Facebook’s effort is a “tremendous step forward,” said Joshua Tucker, a professor at New York University studying the spread of polarizing content across multiple platforms. “In the long term, if methods for making these data available for outside research are successfully implemented, it will have a very positive impact.”
But other researchers say the existing databases are severely limiting. And some say that Facebook’s concerns about privacy are overblown.
Ariel Sheen, a doctoral student at Universidad Pontificia Bolivariana in Medellin, Colombia, whose research team has been through the Social Science One approval process but has not yet received the data, said his group has uncovered on its own hints of a large coordinated campaign in Venezuela.
His group believes it has found more than 3,000 still-active fake Facebook accounts — profiles run by people impersonating others, for example — that are spreading false information.
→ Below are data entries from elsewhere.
PR #552, opened 2022-06-07
fix: GridTable - Collapsed rows are included in determining selected rows

bdow:


src/components/Table/GridTable.tsx
```diff
@@ -405,25 +410,29 @@ export function GridTable<R extends Kinded, S = {}, X extends Only<GridTableXss,
     // Split out the header rows from the data rows so that we can put an `infoMessage` in between them (if needed).
     const headerRows: RowTuple<R>[] = [];
     const totalsRows: RowTuple<R>[] = [];
-    const filteredRows: RowTuple<R>[] = [];
+    const visibleDataRows: RowTuple<R>[] = [];
+    const matchedRowIds: string[] = [];
```
stephenh, line 414: Nit/thought: Maybe call this `filteredRowIds`? I like the new `visibleDataRows` is "filtered && not collapsed".

...or maybe the name is good, and just in-source comment that this means something like "rows either explicitly matched by a filter or implicitly matched by a parent that matches the filter".

src/components/Table/GridTable.tsx
```diff
@@ -405,25 +410,29 @@ export function GridTable<R extends Kinded, S = {}, X extends Only<GridTableXss,
...
-      filteredRows.push([row, makeRowComponent(row, level)]);
+    function visit([row, children]: ParentChildrenTuple<R>, level: number, visible: boolean): void {
+      let isCard = visible && nestedCards && nestedCards.maybeOpenCard(row);
 
-      const isCollapsed = collapsedIds.includes(row.id);
-      if (!isCollapsed && children.length) {
-        nestedCards && nestedCards.addSpacer();
-        visitRows(children, isCard, level + 1);
+      visible && visibleDataRows.push([row, makeRowComponent(row, level)]);
+      matchedRowIds.push(row.id);
```
stephenh, line 423: Suggestion: I'm thinking maybe an in-source comment here, like:

```
// This row may be invisible (because it's parent is collapsed), but we still want
// to consider it matched if it or it's parent matched a filter.
```

?

src/components/Table/GridTable.test.tsx
```diff
@@ -1445,6 +1445,99 @@ describe("GridTable", () => {
...
+    expect(api.current!.getSelectedRowIds()).toEqual(["p3", "p3c1", "p2", "p2c2", "p2c1", "p1", "p1c2", "p1c1"]);
+
+    // When applying a filter
+    type(r.filter, "filter");
+    // Then each group rows selected state should reflect the children that match the filter
+    expect(cellAnd(r, 1, 1, "select")).toBeChecked();
+    expect(cellAnd(r, 2, 1, "select")).toBeChecked();
+    expect(cellAnd(r, 3, 1, "select")).not.toBeChecked();
+    // And the API reflects the expected selected states of rows that match the filter
+    expect(api.current!.getSelectedRowIds()).toEqual(["p2", "p2c1", "p1", "p1c2", "p1c1"]);
```
stephenh, line 1499: Question: Doesn't `p3` have "filter" in the name "filter parent 3", and so should show up here?

bdow: It isn't selected though, the parent rows selection state is based on the it's matched children. No children match, so it isn't considered selected.

stephenh: Huh, yeah, I guess... Just thinking that p2 is there, even though p2 doesn't have _all_ of its children.

Do we have a case where a filtered & selected parent (both of which seem imo like "...surely this would be considered selected") shouldn't be returned b/c of no matched children? Like a specific page/etc...


Dunno, not a huge deal, just surprised.

stephenh (approved):

src/components/Table/GridTable.test.tsx
bdow: I think in Specs and Selections where our group rows just are roll ups, we don't actually do anything with those rows if they're selected. We just use the select box on those group rows as a way to quickly select all its children. I think that is true for most, if not all, of the grouped tables in Blueprint.
Thinking through a use case where I want to delete line items, should I be able to delete the whole group if it is selected, even if some children under it are hidden by a filter? I am not sure... I'll follow up with UX on that one to tease it out. I could play devil's advocate for either side of that argument.
This is at least a step in the right direction, imo. Thank you for questioning other use cases, though.

PR #553, opened 2022-06-09
fix: SC-11297: Reduce space between label and value for readOnly fields

bdow:


stephenh (approved):
Are we just assuming we won't have any more flip read/edit/read/edit use cases?

bdow:
@stephenh - Right. We're hoping for more of a _always_ auto save experience. But even if we do have a flip from read-only to editable, then we are okay with the content jumping a bit.

PR #554, opened 2022-06-09
fix: Update StaticField to match readOnly input field styles

bdow:


src/forms/StaticField.tsx
```diff
@@ -12,11 +13,13 @@ interface StaticFieldProps {
 export function StaticField(props: StaticFieldProps) {
   const { label, value, children } = props;
   const tid = useTestIds(props, defaultTestId(label));
+  const id = useId();
```
stephenh, line 16: Curious why the `id`?

stephenh (approved):

src/forms/StaticField.tsx
bdow: For accessibility purposes `<label>` elements should be tied to a value via a `for` -> `id` pairing.

stephenh: Ah yeah, that makes sense, I completely missed the `htmlFor={id}` part of the diff. Cool!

The accounts, Mr. Sheen said, are tied to Telesur, a Latin American television network largely financed by the Venezuela government.
But because Facebook is not providing the original data described, Mr. Sheen said, his team’s work cannot proceed as planned.
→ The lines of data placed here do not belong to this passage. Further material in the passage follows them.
PR #557, opened 2022-06-10
fix: auto save status provider

TylerR909:
Adds AutoSaveStatusProvider back in, backed by `@homebound/form-state` upgrade

Already did the `npm run watch-beam` and `yarn ttsc -w` stuff to test it on BluePrint ✅

### DIFF
--- a/package.json
+++ b/package.json
@@ -32,7 +32,7 @@
     "format": "prettier --loglevel warn --write \"**/*.{ts,tsx,css,md}\""
   },
   "dependencies": {
-    "@homebound/form-state": "2.15.1",
+    "@homebound/form-state": "^2.15.2",
     "@internationalized/number": "^3.0.3",
     "@react-aria/utils": "^3.11.3",
     "@react-hook/resize-observer": "^1.2.2",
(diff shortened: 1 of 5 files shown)


Levi-Huynh (approved):

stephenh:
Huh, so @TylerR909 what was wrong with the previous PR? The only difference is this one bumped form-state?

TylerR909:
I honestly couldn't tell you. I spent several hours making direct edits to `node_modules/@homebound/form-state/...` before finally doing [this](https://github.com/homebound-team/form-state/pull/69) (locally) and suddenly the 1 failing test passed.

I don't know why. None of AutoSaveStatus's functions were triggered, Form AutoSave wasn't even being attempted, the other 1630ish tests (including forms, modals, modalforms, etc) all worked. This _one_ test, _uniquely_, somehow was simply dropping all content when wrapped with an AutoSaveStatusProvider, even though there's no dependency, nothing was throwing, and no interactions were being attempted.

TylerR909:
Ah, found some old `r.debug()` in my terminal.

It was rendering _a_ component... but all the values were empty (emdash) for... some... reason...

image

Memoizing a Provider's values 40 steps away, that it doesn't depend on, that nothing is calling, that nobody cares about, was the difference between that and a fully hydrated Row:

image

bdow:
The two rows you've provided screenshots for are different rows. The first is the "totals" row that includes a Add Line Item button and a bunch of dashes in the totals because no line items are in that table for it to calculate yet. 
The second screenshot is the expected row to have been rendered in the test (via the add line item modal).

bdow:
The "nullish" content you're referring to is just the content of the initial render. To me it appeared the component was maybe being rerendered with its initial state, or not rerendering at all. I'm still very much so interested in understanding the root cause. It worked as expected in the app, just not the test.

“We believe that it is imperative for our research to continue as was originally agreed to by Facebook,” he said.
Mr. Glaisyer of the Democracy Fund said it is important that researchers “can operate independently” but that Facebook “may consider other ways of granting researchers and analysts access such as on-site — as the Census Bureau does.” Mr. Sheen said that is precisely what his team has proposed.
Facebook said there were other possibilities for sharing data with researchers but that it could not commit to specific methods at this point.
Philip Howard, director of the Oxford Internet Institute, a department at Oxford University studying the use of social media to spread misinformation, said his team deliberately chose not to participate in the Facebook and Social Science One data sharing project.
“It takes so frustratingly long to get data sets that it’s easier for us to build our own tools and push the science forward on our own,” Mr. Howard said.
But Samantha Bradshaw, a researcher who works with Mr. Howard, said that collecting their own data for research is also limiting.
“It’s only a small glimpse into what are very big broad phenomenons,” she said.